Biden’s fawning speech in Moscow – down the memory hole

In 2015, no one would have predicted that within a year Russia would emerge as a monstrously subversive country hellbent on throwing the 2016 election to Donald Trump.

No one would have predicted this scenario because it defied common sense. Russia had proven pawns in Obama and Biden and a friend in Hillary. It did not need an unpredictable Donald Trump.

"Putin has eaten Obama's lunch, therefore our lunch, for a long period of time," said Trump in 2014, but to frame Trump, the White House had to frame Russia too.

To position Trump as a Putin puppet on the 2020 campaign trail, as Biden and his media proxies continue to do, they have had to overlook Biden's excellent Moscow adventures and shove his 2011 speech at Moscow State University down the memory hole.

"I want to publicly as well thank President Medvedev and Prime Minister Putin for their hospitality," said Biden at the speech's beginning. "We have very good meetings, very long meetings, and I hope, productive." Yes, that Vladimir Putin.

Biden reminded his audience that it was he who in 2009 proposed the now notorious "reset button." Said Biden, "We wanted to literally reset this relationship, reset it in a way that reflected our mutual interests, so that our countries could move forward together."

Move forward they did. "That's why President Obama has met nearly a dozen times with President Medvedev," Biden continued, "and why together we established a Bilateral Presidential Commission with working groups on key issues like arms control and energy, broadening the contacts between our two governments."

Russian citizens got the picture. They had friends in Barry and Joe. As Biden pointed out, in December of 2008, polling showed that only 17 percent of all Russians had a positive opinion of the United States. "This year," said Biden triumphantly, "that number has jumped to over 60 percent. Our goal is to have it continue to climb."

Biden was on a roll. "This year," he said, "only 2 percent of the entire American population say they view Russia as a threat." By 2019, after four years of a massive disinformation campaign to subvert the Trump presidency, 52 percent of Americans told Gallup that Russia was a "critical threat."

During the speech, Biden boasted of visiting a high-tech hub on the outskirts of Moscow called Skolkovo. Biden thought Skolkovo held the potential to become Russia's Silicon Valley.

With a proven talent for taking care of those close to him, a talent he would hone in China and Ukraine, Biden encouraged American venture capitalists to invest there.

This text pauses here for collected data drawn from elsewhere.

PR #400, opened 2020-05-14
Fixed InterconnectedSystems name bugs.

samlaf:
3 fixes to InterconnectedSystem's init:

1. It wasn't setting the name properly
2. It also wasn't setting the output and input names properly
3. I also made it so that instead of using generic state names, it uses subsys.statename when available

For example, if we Interconnected these two systems
```
System: predprey
Inputs (1): u, 
Outputs (2): H, L, 
States (2): H, L, 

System: control
Inputs (3): Ld, u1, u2, 
Outputs (1): y[0], 
States (0):
```

we would get
```
System: (None)               # point (1)
Inputs (0): 
Outputs (3):                 # point (2)
States (2): x[0], x[1],      # point (3)
```

Now instead, we get
```
System: io_closed
Inputs (0): 
Outputs (3): y[0], y[1], y[2], 
States (2): predpreyH, predpreyL, 
```


control/iosys.py
```diff
@@ -928,18 +930,21 @@ def __init__(self, syslist, connections=[], inplist=[], outlist=[],
             sysobj_list.append(sys)
             sysname_list.append(sys.name)
 
+        # This might cause a problem if there are duplicate names...
```
bnavigator, line 933: The block above makes sure there are no duplicate sysnames and you construct the statenames with a sysname prefix.

control/iosys.py
```diff
@@ -928,18 +930,21 @@ def __init__(self, syslist, connections=[], inplist=[], outlist=[],
...
+        states = states or nstatenames
```
bnavigator, line 934: What about if `states == 0` is an empty statenames list a valid parameter for the constructor below?

control/iosys.py
```diff
@@ -928,18 +930,21 @@ def __init__(self, syslist, connections=[], inplist=[], outlist=[],
...
+            states=states, params=params, dt=dt, name=name)
 
         # If input or output list was specified, update it
         nsignals, self.input_index = \
             self._process_signal_list(inputs, prefix='u')
         if nsignals is not None and len(inplist) != nsignals:
             raise ValueError("Wrong number/type of inputs given.")
         nsignals, self.output_index = \
-            self._process_signal_list(outputs, prefix='y')
+            self._process_signal_list(outputs or len(outlist), prefix='y')
```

Always on the prowl for a quick buck, Bill Clinton secured State's permission to meet with Skolkovo honcho Vekselberg. Clinton happened to be in Russia at the time to give his infamous $500,000 speech, paid for by a Russian investment bank with ties to the Kremlin.

On that same trip, Clinton met with senior Rosatom official Arkady Dvorkovich. The media scarcely noticed. Rosatom was the entity that controlled all things nuclear in Russia, including the arsenal.

At the time, Rosatom was seeking the State Department's permission to buy Uranium One, a Canadian company with vast U.S. uranium reserves.

This deal raised eyebrows even at the New York Times. As Jo Becker and Mike McIntire reported in April 2015, too late to make a difference, the Russians took control of Uranium One in three discrete transactions from 2009 to 2013, during which time "a flow of cash made its way to the Clinton Foundation."

For Russian President Vladimir Putin, securing Uranium One was like finding a pony under his tree on Christmas morning. As Rosatom CEO Sergei Kiriyenko told Putin in a staged interview, "Few could have imagined in the past that we would own 20 percent of U.S. reserves."

Said Biden, "Unleashing Russia's full potential will be a boon and an opportunity not only for the United States and for Russians, but again for international commerce and peace and justice."

It was certainly a boon for Russia. "Putin's Russia got what it paid for," observed author Diana West, "from those infamous U.S. uranium stocks, to Obama's 'flexibility,' to hypersonic missile engine technology to WTO membership and more."

In retrospect, the comic highlight of Biden's speech was his call for greater transparency – in Russia. As Biden today hides in his basement bunker, ducking questions about his and his son Hunter's corrupt dealings, using his media proxies to blame Russia for their predicament, his words ring spectacularly hollow.

"Courts must be empowered to uphold the rule of law and protect those playing by the rules," said Biden. "Non-governmental watchdogs should be applauded as patriots, not traitors."

Biden continued,"As a famous American jurist once said, a Supreme Court justice, he said, sunlight is the best disinfectant – sunlight is the best disinfectant. In today's society, we'd probably say transparency is the best lubricant. Journalists must be able to publish without fear of retribution."

Sure, Joe, now say that with a straight face to the folks at the New York Post.